:: Brief ::
Reproduce the following entries exactly, leaving nothing out.

Recorded data:
*** Block opens ***

PR #2587, opened 2024-11-28
CLI-271: Add X-Forwarded-For header to @modal.web_server http requests

kramstrom:
Adds the request IP as `X-Forwarded-For` header to `@modal.web_server` requests

### DIFF
--- a/modal/_runtime/asgi.py
+++ b/modal/_runtime/asgi.py
@@ -280,11 +280,47 @@ def wait_for_web_server(host: str, port: int, *, timeout: float) -> None:
                 ) from ex
 
 
+def _add_forwarded_for_header(scope):
+    # we strip X-Forwarded-For headers from the scope
+    # but we can add it back from the ASGI scope
+    # https://asgi.readthedocs.io/en/latest/specs/www.html#http-connection-scope
+
+    # X-Forwarded-For headers is a comma separated list of IP addresses
+    # there may be multiple X-Forwarded-For headers
+    # we want to prepend the client IP to the first one
+    # but only if it doesn't exist in one of the headers already
+
+    first_x_forwarded_for_idx = None
+    if "headers" in scope and "client" in scope:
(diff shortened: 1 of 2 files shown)


ekzhang (approved):

modal/_runtime/asgi.py
```diff
@@ -283,6 +283,9 @@ def wait_for_web_server(host: str, port: int, *, timeout: float) -> None:
 async def _proxy_http_request(session: aiohttp.ClientSession, scope, receive, send) -> None:
     proxy_response: aiohttp.ClientResponse
 
+    if "client" in scope and "headers" in scope:
+        scope["headers"].append((b"X-Forwarded-For", scope["client"][0].encode()))
```
erikbern, line 287: why does `scope["client"][0]` have this header? maybe add a comment referring to the documentation or something, since this is highly nonobvious

ekzhang: It's the asgi spec https://asgi.readthedocs.io/en/latest/specs/www.html#http-connection-scope

It doesn't have the header, it just has the source IP which this PR places in the header

freider: @ekzhang do you remember why we are not sending this as `X-Forwarded-For` from Caddy? 

Couldn't it make sense to have caddy set the `X-Forwarded-For` headers using `http.request.remote.host` too? (We shouldn't pass along a user-supplied such value, but we could make caddy set the header using its "trusted" info from the nlb?).
Not sure what the usage % of the scope["client"] value vs the standard header is among asgi apps in general, but it wouldn't hurt to fill both, right?

freider: @kramstrom regardless of caddy changes, it could make sense to check if the X-Forwarded-For header is already present in headers as well and just updating the existing header value in that case (if the scope value is already present in the X-Forwarded-For value, no change would be needed).

PR #2588, opened 2024-11-29
_Obj private properties

freider:
Trying to minimize how much we clutter the "public namespace" on _Obj, to avoid issues where users declare these names and it clashes with internal implementation details.

Turns out we ourselves had one of these clashes inside one of our unit tests - hiding the fact that async `@enter` methods don't actually work with `.local()` at the moment 🤦 This patch doesn't have a fix for that but I'll follow up with that...

Side note: I think we should change the API for how .local() (and containers) interacts with class lifecycles. Would be nice if the `.local()` usage of lifecycles was explicit using a context manager or something that also includes an exit trigger. Maybe something like:

```py
with myobj.lifecycle():
    ...
```
or just (could be a bit messy in case users still use the `__enter__` overloading syntax):
```py
with myobj:
    ...
```

Inside containers the lifecycle of `self` should be a no-op since that's handled by the container entrypoint instead and we don't want double triggers.

### DIFF
--- a/modal/_runtime/user_code_imports.py
+++ b/modal/_runtime/user_code_imports.py
@@ -195,7 +195,7 @@ def get_user_class_instance(
     if isinstance(cls, modal.cls.Cls):
         # globally @app.cls-decorated class
         modal_obj: modal.cls.Obj = cls(*args, **kwargs)
-        modal_obj.entered = True  # ugly but prevents .local() from triggering additional enter-logic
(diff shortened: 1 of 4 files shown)


mwaskom:
> could be a bit messy in case users still use the __enter__ overloading syntax
This has been a hard error since June so should be fine to change at this point if we want to go that route.

erikbern (approved):
I would love to reduce the complexity of `.local` on classes. The auto-enter thing was probably a bad idea in hindsight. I like your idea of using a context manager!

PR #2589, opened 2024-11-29
Fix modal run on class method defined on base of wrapped class

mwaskom:
Fixes CLI-22

Hard to explain exactly what the issue was here: it's fairly complex code. But there was a gap in the conditionals for resolving the name of the method to execute given (1) a Python function object (i.e. an unbound method) and (2) a Python class that has been registered to an App.

We have a lot of undefined behavior and edge cases around class inheritance.

## Changelog

- Fixed a bug where pointing `modal run` at a method on a Modal Cls would fail if the method was inherited from a parent.

### DIFF
--- a/modal/_utils/function_utils.py
+++ b/modal/_utils/function_utils.py
@@ -133,6 +133,9 @@ class FunctionInfo:
         elif f is None and user_cls:
             # "service function" for running all methods of a class
             self.function_name = f"{user_cls.__name__}.*"
+        elif f and user_cls:
+            # Method may be defined on superclass of the wrapped class
+            self.function_name = f"{user_cls.__name__}.{f.__name__}"
         else:
             self.function_name = f.__qualname__
 
--- a/test/supports/class_hierarchy.py
+++ b/test/supports/class_hierarchy.py
@@ -1,0 +1,21 @@
+# Copyright Modal Labs 2024
+import modal
+
+app = modal.App("class-hierarchy")
+
+
+class Base:
+    @modal.method()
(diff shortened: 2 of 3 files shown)


test/supports/class_hierarchy.py
```diff
@@ -0,0 +1,20 @@
...
+
+class Base:
+    @modal.method()
+    def defined_on_base(self):
+        print("base")
+
+    @modal.method()
+    def overridden_on_wrapped(self):
+        raise NotImplementedError()
+
```
mwaskom, line 14: Was hoping this would also fix the bug where `modal run my_app.py::Wrapped.overridden_on_wrapped` executes the base version of the method, but apparently that is a separate defect.

mwaskom: Resolved here: https://github.com/modal-labs/modal-client/pull/2590

mwaskom:
@prbot approve; unblocks a user

modal/_utils/function_utils.py
```diff
@@ -133,6 +133,9 @@ def __init__(
         elif f is None and user_cls:
             # "service function" for running all methods of a class
             self.function_name = f"{user_cls.__name__}.*"
+        elif f and user_cls:
```
freider, line 136: I don't think we should even be constructing FunctionInfo for methods (except @build ones, and we might want to deprecate those), but that's a separate matter.

freider (commented):
nice catch! should get rid of Methods even using FunctionInfo (which should really be ServiceInfo)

*** Block closes ***

:: Your response ::
PR #2587, opened 2024-11-28
CLI-271: Add X-Forwarded-For header to @modal.web_server http requests

kramstrom:
Adds the request IP as `X-Forwarded-For` header to `@modal.web_server` requests

### DIFF
--- a/modal/_runtime/asgi.py
+++ b/modal/_runtime/asgi.py
@@ -280,11 +280,47 @@ def wait_for_web_server(host: str, port: int, *, timeout: float) -> None:
                 ) from ex
 
 
+def _add_forwarded_for_header(scope):
+    # we strip X-Forwarded-For headers from the scope
+    # but we can add it back from the ASGI scope
+    # https://asgi.readthedocs.io/en/latest/specs/www.html#http-connection-scope
+
+    # X-Forwarded-For headers is a comma separated list of IP addresses
+    # there may be multiple X-Forwarded-For headers
+    # we want to prepend the client IP to the first one
+    # but only if it doesn't exist in one of the headers already
+
+    first_x_forwarded_for_idx = None
+    if "headers" in scope and "client" in scope:
(diff shortened: 1 of 2 files shown)


ekzhang (approved):

modal/_runtime/asgi.py
```diff
@@ -283,6 +283,9 @@ def wait_for_web_server(host: str, port: int, *, timeout: float) -> None:
 async def _proxy_http_request(session: aiohttp.ClientSession, scope, receive, send) -> None:
     proxy_response: aiohttp.ClientResponse
 
+    if "client" in scope and "headers" in scope:
+        scope["headers"].append((b"X-Forwarded-For", scope["client"][0].encode()))
```
erikbern, line 287: why does `scope["client"][0]` have this header? maybe add a comment referring to the documentation or something, since this is highly nonobvious

ekzhang: It's the asgi spec https://asgi.readthedocs.io/en/latest/specs/www.html#http-connection-scope

It doesn't have the header, it just has the source IP which this PR places in the header

freider: @ekzhang do you remember why we are not sending this as `X-Forwarded-For` from Caddy? 

Couldn't it make sense to have caddy set the `X-Forwarded-For` headers using `http.request.remote.host` too? (We shouldn't pass along a user-supplied such value, but we could make caddy set the header using its "trusted" info from the nlb?).
Not sure what the usage % of the scope["client"] value vs the standard header is among asgi apps in general, but it wouldn't hurt to fill both, right?

freider: @kramstrom regardless of caddy changes, it could make sense to check if the X-Forwarded-For header is already present in headers as well and just updating the existing header value in that case (if the scope value is already present in the X-Forwarded-For value, no change would be needed).

PR #2588, opened 2024-11-29
_Obj private properties

freider:
Trying to minimize how much we clutter the "public namespace" on _Obj, to avoid issues where users declare these names and it clashes with internal implementation details.

Turns out we ourselves had one of these clashes inside one of our unit tests - hiding the fact that async `@enter` methods don't actually work with `.local()` at the moment 🤦 This patch doesn't have a fix for that but I'll follow up with that...

Side note: I think we should change the API for how .local() (and containers) interacts with class lifecycles. Would be nice if the `.local()` usage of lifecycles was explicit using a context manager or something that also includes an exit trigger. Maybe something like:

```py
with myobj.lifecycle():
    ...
```
or just (could be a bit messy in case users still use the `__enter__` overloading syntax):
```py
with myobj:
    ...
```

Inside containers the lifecycle of `self` should be a no-op since that's handled by the container entrypoint instead and we don't want double triggers.

### DIFF
--- a/modal/_runtime/user_code_imports.py
+++ b/modal/_runtime/user_code_imports.py
@@ -195,7 +195,7 @@ def get_user_class_instance(
     if isinstance(cls, modal.cls.Cls):
         # globally @app.cls-decorated class
         modal_obj: modal.cls.Obj = cls(*args, **kwargs)
-        modal_obj.entered = True  # ugly but prevents .local() from triggering additional enter-logic
(diff shortened: 1 of 4 files shown)


mwaskom:
> could be a bit messy in case users still use the __enter__ overloading syntax
This has been a hard error since June so should be fine to change at this point if we want to go that route.

erikbern (approved):
I would love to reduce the complexity of `.local` on classes. The auto-enter thing was probably a bad idea in hindsight. I like your idea of using a context manager!

PR #2589, opened 2024-11-29
Fix modal run on class method defined on base of wrapped class

mwaskom:
Fixes CLI-22

Hard to explain exactly what the issue was here: it's fairly complex code. But there was a gap in the conditionals for resolving the name of the method to execute given (1) a Python function object (i.e. an unbound method) and (2) a Python class that has been registered to an App.

We have a lot of undefined behavior and edge cases around class inheritance.

## Changelog

- Fixed a bug where pointing `modal run` at a method on a Modal Cls would fail if the method was inherited from a parent.

### DIFF
--- a/modal/_utils/function_utils.py
+++ b/modal/_utils/function_utils.py
@@ -133,6 +133,9 @@ class FunctionInfo:
         elif f is None and user_cls:
             # "service function" for running all methods of a class
             self.function_name = f"{user_cls.__name__}.*"
+        elif f and user_cls:
+            # Method may be defined on superclass of the wrapped class
+            self.function_name = f"{user_cls.__name__}.{f.__name__}"
         else:
             self.function_name = f.__qualname__
 
--- a/test/supports/class_hierarchy.py
+++ b/test/supports/class_hierarchy.py
@@ -1,0 +1,21 @@
+# Copyright Modal Labs 2024
+import modal
+
+app = modal.App("class-hierarchy")
+
+
+class Base:
+    @modal.method()
(diff shortened: 2 of 3 files shown)


test/supports/class_hierarchy.py
```diff
@@ -0,0 +1,20 @@
...
+
+class Base:
+    @modal.method()
+    def defined_on_base(self):
+        print("base")
+
+    @modal.method()
+    def overridden_on_wrapped(self):
+        raise NotImplementedError()
+
```
mwaskom, line 14: Was hoping this would also fix the bug where `modal run my_app.py::Wrapped.overridden_on_wrapped` executes the base version of the method, but apparently that is a separate defect.

mwaskom: Resolved here: https://github.com/modal-labs/modal-client/pull/2590

mwaskom:
@prbot approve; unblocks a user

modal/_utils/function_utils.py
```diff
@@ -133,6 +133,9 @@ def __init__(
         elif f is None and user_cls:
             # "service function" for running all methods of a class
             self.function_name = f"{user_cls.__name__}.*"
+        elif f and user_cls:
```
freider, line 136: I don't think we should even be constructing FunctionInfo for methods (except @build ones, and we might want to deprecate those), but that's a separate matter.

freider (commented):
nice catch! should get rid of Methods even using FunctionInfo (which should really be ServiceInfo)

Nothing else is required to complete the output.